I had a very creative name for it, lol. It was 'That Thing That I Do"  :)

"staring at the wall"

I think I called it my crazy stuff....I had NO idea that anyone else in this world did what I was doing. It's still unbelievable that there are so many of us. Wonder what it would be like to have 100 of us in the room at the same time, and someone said, "do what you do and start now"....... I could just see it now, a normal person would walk by and would think we had lost our minds, or never had one to start with. LOL

Sometimes I still will be driving down the road having a good ole conversation with myself (actually with my adult imaginary friends) and will look at other people in their cars to see if they are noticing me......how embarrassing.....he he he

I called it "my stories addiction":-)! 

"the story in my head"

Before I knew about Dr Somer's name for it, I used to call it 'Living Dreams'   Before that, it was just 'my world'.  Of the two, I prefered living dreams.

I thought of it as living vicariously through characters and using fantasy as a coping mechanism, but I've only tried to classify it within the last 5 years.

I used to call my strange behaviors 'going upstairs.' Whenever I would want to go drift into my fantasy world, I would tell my parents, "I'm gonna go upstairs." Or, "I am finished, can I go upstairs?"

Ha!
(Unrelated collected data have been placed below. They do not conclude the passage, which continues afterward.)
PR #429, opened 2023-10-30
feat(GiniCaptureSDK): Limit IBAN detection to the camera frame

ValentinaIancu-Gini:
- display detected IBANs that are fully inside the frame

PIA-4618

### DIFF
--- a/CaptureSDK/GiniCaptureSDK/Sources/GiniCaptureSDK/Core/Screens/Camera/CameraPreviewViewController.swift
+++ b/CaptureSDK/GiniCaptureSDK/Sources/GiniCaptureSDK/Core/Screens/Camera/CameraPreviewViewController.swift
@@ -65,13 +65,6 @@ final class CameraPreviewViewController: UIViewController {
         return giniConfiguration.qrCodeScanningEnabled && giniConfiguration.onlyQRCodeScanningEnabled
     }()
 
-    // Transform from UI orientation to buffer orientation.
-    private var uiRotationTransform = CGAffineTransform.identity
-    // Transform bottom-left coordinates to top-left.
-    private var bottomToTopTransform = CGAffineTransform(scaleX: 1, y: -1).translatedBy(x: 0, y: -1)
-    // Transform coordinates in ROI to global coordinates (still normalized).
-    private var roiToGlobalTransform = CGAffineTransform.identity
-
     private var notAuthorizedView: UIView?
     private let giniConfiguration: GiniConfiguration
     private typealias FocusIndicator = UIImageView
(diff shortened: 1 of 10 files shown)


CaptureSDK/GiniCaptureSDK/Sources/GiniCaptureSDK/Core/Screens/Camera/CameraPreviewViewController.swift
```diff
@@ -157,6 +149,19 @@ final class CameraPreviewViewController: UIViewController {
         setupConstraints()
     }
 
+    override func viewDidLayoutSubviews() {
+        super.viewDidLayoutSubviews()
+
+        if isViewLoaded {
```
zladzeyka, line 155: [Suggestion] Let's extract the frame magic into a separate method and leave a comment there.

CaptureSDK/GiniCaptureSDK/Sources/GiniCaptureSDK/Core/Screens/Camera/CameraPreviewViewController.swift
```diff
@@ -366,6 +370,48 @@ final class CameraPreviewViewController: UIViewController {
...
+        var roiToGlobalTransform = CGAffineTransform.identity
+        // Region of video data output buffer that recognition should be run on.
+        // Gets recalculated once the bounds of the preview layer are known.
+        let roi = CGRect(x: 0, y: 0, width: 1, height: 1)
+        // Recalculate the affine transform between Vision coordinates and AVF coordinates.
+        roiToGlobalTransform = CGAffineTransform(translationX: roi.origin.x, y: roi.origin.y)
+            .scaledBy(x: roi.width, y: roi.height)
+
+        // Compensate for orientation (buffers always come in the same orientation).
+        switch currentOrientation {
```
zladzeyka, line 396: [Suggestion]: Could you please extract switch case into a separate method?

zladzeyka (commented):
Looks great @ValentinaIancu-Gini🥳
I have only 2 small suggestion about extracting code into separate methods.

CaptureSDK/GiniCaptureSDK/Sources/GiniCaptureSDK/Core/Screens/Camera/CameraPreviewViewController.swift
ValentinaIancu-Gini: I don't see the purpose in extracting it outside of this method since it sets some properties that are important just in this method and not in any other part. 
Also, that is the purpose of this method to set the correct text orientation and do the transformation.

Second thing is that I will prefer to keep this code in one method since for me is not very clear what are all the transformations done here and not spread it everywhere.

Also, I'm planning to check all the orientation properties that we set in this class when I will work to fix the bug for iPad(https://ginis.atlassian.net/browse/PIA-4627).

CaptureSDK/GiniCaptureSDK/Sources/GiniCaptureSDK/Core/Screens/Camera/CameraPreviewViewController.swift
ValentinaIancu-Gini: Done

zladzeyka (approved):
😇

zladzeyka (approved):

CaptureSDK/GiniCaptureSDK/Sources/GiniCaptureSDK/Core/Screens/Camera/CameraPreviewViewController.swift
zladzeyka: Agree!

Beer can poet. I love that.

I didn't really call it anything. I thought I was a freak who was way too old to have imaginary friends. I still thought I had imaginary friends until I found out about MD recently because I hadn't noticed that I could only daydream if I was moving  (in a car, or pacing). It's much more elaborate than daydreaming, and really isn't the same as imaginary friends. 

I called it "acting out" because I always felt like I was acting in front of an audience of one--myself.

I considered it "keeping a promise" (to never stop being imaginative), but then as I grew older it became "wtf is goining on am I schizo or not 8(" ...something like that.